Yaşadığımız bu tonal, çarpık dünyada artık çelik bilek olmak yeterli değil, çelik yürek olma zamanı. Çünkü dünya yani tonal gerçeklik çok garip. İnsan neslinin üremesi için gerekli olan fiiliyat bile nasıl olmuş da yıllardır dönüp dolaşıp küfür haline gelmiş! Kadın, erkek fark etmeksizin ‘koymadığımız’ delik yok sanki. Bilim kurgu dizilerinde, zombi filmlerinde bile hayatın yegâne amacı cinsel birleşmeymiş gibi gösterilirken, gündelik dilde aynı eylem kavgaya ve ölümüne sebep bile olabiliyor. Cezalandırıcı mükafat mı bu durum? Türün devamlılığı için gereken fiiliyat bu kadar oksimoron olabilir mi?

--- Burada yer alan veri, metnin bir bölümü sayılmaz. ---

PR #1307, opened 2023-12-02
Strengthen signal and query handler types to catch empty-argument signatures

dandavison:
These should both be type errors, but currently they are not:
```ts
  const signal = defineSignal<[string]>('a');
  wf.setHandler(signal, () => {});

  const query = defineQuery<string, [string]>('a');
  wf.setHandler(query, (): string => '');
```

I think that was unintentional, and this PR fixes it (but it is a breaking change).

### DIFF
--- a/packages/test/src/test-interface-type-safety.ts
+++ b/packages/test/src/test-interface-type-safety.ts
@@ -76,7 +76,7 @@ test('Signal handler type safety', (t) => {
   // @ts-expect-error signal handler must take string argument
   wf.setHandler(signal, (arg: number) => {});
 
-  // FIXME: @ts-expect-error signal handler must take string argument
+  // @ts-expect-error signal handler must take string argument
   wf.setHandler(signal, () => {});
 
   // @ts-expect-error signal handler must return void
@@ -93,7 +93,7 @@ test('Query handler type safety', (t) => {
   // @ts-expect-error query handler argument type must match
   wf.setHandler(query, (arg: number): string => '');
 
-  // FIXME: @ts-expect-error query handler argument type must match
+  // @ts-expect-error query handler argument type must match
   wf.setHandler(query, (): string => '');
 
   // @ts-expect-error query handler return type must match
--- a/packages/test/src/test-interface-type-safety.ts
+++ b/packages/test/src/test-interface-type-safety.ts
@@ -71,16 +71,16 @@ test('Can call signal on any WorkflowHandle', async (t) => {
 test('Signal handler type safety', (t) => {
   const signal = defineSignal<[string]>('a');
 
-  wf.setHandler(signal, (arg: string): void => {});
+  wf.setHandler(signal, (_arg: string): void => {});
 
   // @ts-expect-error signal handler must take string argument
-  wf.setHandler(signal, (arg: number) => {});
+  wf.setHandler(signal, (_arg: number) => {});
 
   // @ts-expect-error signal handler must take string argument
   wf.setHandler(signal, () => {});
 
   // @ts-expect-error signal handler must return void
-  wf.setHandler(signal, (arg: string): string => '');
+  wf.setHandler(signal, (_arg: string): string => '');
 
   t.pass();
 });
@@ -88,19 +88,19 @@ test('Signal handler type safety', (t) => {
 test('Query handler type safety', (t) => {
   const query = defineQuery<string, [string]>('a');
 
-  wf.setHandler(query, (arg: string): string => '');
+  wf.setHandler(query, (_arg: string): string => '');
 
   // @ts-expect-error query handler argument type must match
-  wf.setHandler(query, (arg: number): string => '');
+  wf.setHandler(query, (_arg: number): string => '');
 
   // @ts-expect-error query handler argument type must match
   wf.setHandler(query, (): string => '');
 
   // @ts-expect-error query handler return type must match
-  wf.setHandler(query, (arg: string): void => {});
+  wf.setHandler(query, (_arg: string): void => {});
 
   // @ts-expect-error query handler return type must match
-  wf.setHandler(query, (arg: string): number => 7);
+  wf.setHandler(query, (_arg: string): number => 7);
 
   t.pass();
 });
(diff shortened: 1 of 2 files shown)


packages/test/src/test-interface-type-safety.ts
```diff
@@ -66,3 +67,40 @@ test('Can call signal on any WorkflowHandle', async (t) => {
...
+test('Signal handler type safety', (t) => {
+  const signal = defineSignal<[string]>('a');
+
+  wf.setHandler(signal, (arg: string): void => {});
+
+  // @ts-expect-error signal handler must take string argument
+  wf.setHandler(signal, (arg: number) => {});
+
+  // @ts-expect-error signal handler must take string argument
+  wf.setHandler(signal, () => {});
```
dandavison, line 80: This one fails before this PR; the others pass.

packages/test/src/test-interface-type-safety.ts
```diff
@@ -66,3 +67,40 @@ test('Can call signal on any WorkflowHandle', async (t) => {
...
+test('Query handler type safety', (t) => {
+  const query = defineQuery<string, [string]>('a');
+
+  wf.setHandler(query, (arg: string): string => '');
+
+  // @ts-expect-error query handler argument type must match
+  wf.setHandler(query, (arg: number): string => '');
+
+  // @ts-expect-error query handler argument type must match
+  wf.setHandler(query, (): string => '');
```
dandavison, line 97: This one fails before this PR; the others pass.

packages/workflow/src/interfaces.ts
```diff
@@ -438,10 +438,10 @@ export type Handler<
...
   Args extends any[],
   T extends SignalDefinition<Args> | QueryDefinition<Ret, Args>
-> = T extends SignalDefinition<infer A>
-  ? (...args: A) => void | Promise<void>
-  : T extends QueryDefinition<infer R, infer A>
-  ? (...args: A) => R
+> = T extends SignalDefinition<Args>
+  ? (...args: Args) => void | Promise<void>
+  : T extends QueryDefinition<Ret, Args>
+  ? (...args: Args) => Ret
```
dandavison, line 444: `infer` was unnecessary here, since the type parameters in the true branch of the conditional are not narrowed w.r.t. to the input type parameters. And in fact, `infer` was harmful, because instead of using information about the non-emptiness of `Args` at the point where the `Handler` type was used, it was essentially pattern-matching against the `SignalDefinition` / `QueryDefinition` types and thus incorrectly permitting empty `Args`.

packages/test/src/test-interface-type-safety.ts
```diff
@@ -66,3 +67,40 @@ test('Can call signal on any WorkflowHandle', async (t) => {
 
   t.pass();
 });
+
+test('Signal handler type safety', (t) => {
+  const signal = defineSignal<[string]>('a');
+
+  wf.setHandler(signal, (arg: string): void => {});
```
mjameswh, line 74: Please prefix intentionnally unused variables with `_`.

packages/test/src/test-interface-type-safety.ts
mjameswh, line 80: Also validate `wf.setHandler(signal, async (arg: string): Promise<void> => {})`.

packages/test/src/test-interface-type-safety.ts
```diff
@@ -66,3 +67,40 @@ test('Can call signal on any WorkflowHandle', async (t) => {
...
+  wf.setHandler(query, (arg: number): string => '');
+
+  // @ts-expect-error query handler argument type must match
+  wf.setHandler(query, (): string => '');
+
+  // @ts-expect-error query handler return type must match
+  wf.setHandler(query, (arg: string): void => {});
+
+  // @ts-expect-error query handler return type must match
+  wf.setHandler(query, (arg: string): number => 7);
```
mjameswh, line 103: Also assert that `wf.setHandler(query, async (arg: string): Promise<string> => '')` is not accepted.

packages/test/src/test-interface-type-safety.ts
```diff
@@ -66,3 +67,40 @@ test('Can call signal on any WorkflowHandle', async (t) => {
...
+  // @ts-expect-error signal handler must take string argument
+  wf.setHandler(signal, () => {});
+
+  // @ts-expect-error signal handler must return void
+  wf.setHandler(signal, (_arg: string): string => '');
+
+  t.pass();
+});
+
+test('Query handler type safety', (t) => {
```
mjameswh, line 88: Should have a similar test for update handler type safety, no?

packages/test/src/test-interface-type-safety.ts
```diff
@@ -1,6 +1,7 @@
 import test from 'ava';
 import { defineSignal, defineQuery, ExternalWorkflowHandle, ChildWorkflowHandle, Workflow } from '@temporalio/workflow';
 import { WorkflowHandle } from '@temporalio/client';
+import * as wf from '@temporalio/workflow';
```
mjameswh, line 4: I'd expect you to get `IllegalStateException`s while running your new tests, since `setHandle()` assert that there is an active workflow execution context. You may do this instead:

```
const wf = { setHandler: () => {} } as unknown as typeof import('@temporalio/workflow');
```

mjameswh: Or move code that use `wf.setHandler()` inside an inner function that never gets called (like we did on `Can call signal on any WorkflowHandle`).

mjameswh:
Thanks! We should definitely try to have more of those tests. This is not the first time we notice failure to detect some form of argument incoherence.

I opened a [ticket here](https://github.com/temporalio/sdk-typescript/issues/1308) to make an inventory of which APIs don't yet have proper tests. Once you are done with this PR, would you mind updating that PR to reflect the current state of our tests (i.e. tick all items that are already covered)?

bergundy:
I’m not sure I understand the issue. The current behavior seems like the right behavior to me. We shouldn’t force users to accept all arguments.

dandavison:
> We shouldn’t force users to accept all arguments.

Ah, right. We want the rules regarding types of our signal/query/update handlers to be like Typescript's rules for function type compatibility.

```typescript
const signal = wf.defineSignal<[string]>('signal');
wf.setHandler(signal, () => {});

type H = (s: string) => void;
const h: H = () => {};
```

It's what you'd expect in Typescript, and in our context allows an argument to be added to a signal/update/query definition without having to update all handler definitions immediately (or ever). Closing; we can add more type-level tests in another PR.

Sado-mazoşist tarzda ilişkiler ya da “katlana katlana, diş sıkarak arınmak”, “yaşayarak göreceğim, bu da benim yolum” fantezisi gibi abartılı söylemler, kişisel önemi kırmak yerine, acıya tapınmanın tali yolları gibi. Bu durumda acı bireyselleşir; aşk partnerin haline gelir. Kaldırmak gerek o dev aynasını her yerden. Sahte görüntüleri şeytan doldurur. Avukatı olursun bir anda. Yapay zekanın mekanik sevimlilikleri bile kurtaramaz seni.

Hey sevgili yolcu; Ego masum değildir ve kendine yeni bir önemlilik maskesi takar: “Bakın bana ne kadar çok dayanıklıyım ne kadar yüce gönüllüyüm. Ne kadar sabırlıyım…” Aslında tüm bunlar hâlâ kişisel önemin ta kendisidir, boyacı küpüne batmış çıkmış. Kendine acımanın en masum suratlı maskesi. Malzeme bu.

Aslında sizi ‘seçen’ türdeş değil, sizi ‘gören’ olmalı, aranması gereken yoldaş. Titreşim de değişim de orada. O zaman sevginin özü şefkat olur, sonsuzlukta titreşir. Gerçek bir başarı da hiçbir yere taht kurmaz. Bazı konularda ham hayallere kapılmak; tuzlu suda alabalık avlamayı beklemeye benziyor. Kim bilir belki nesli tükenmediyse, atası gelir diye bekle dur gurbet denizlerinde.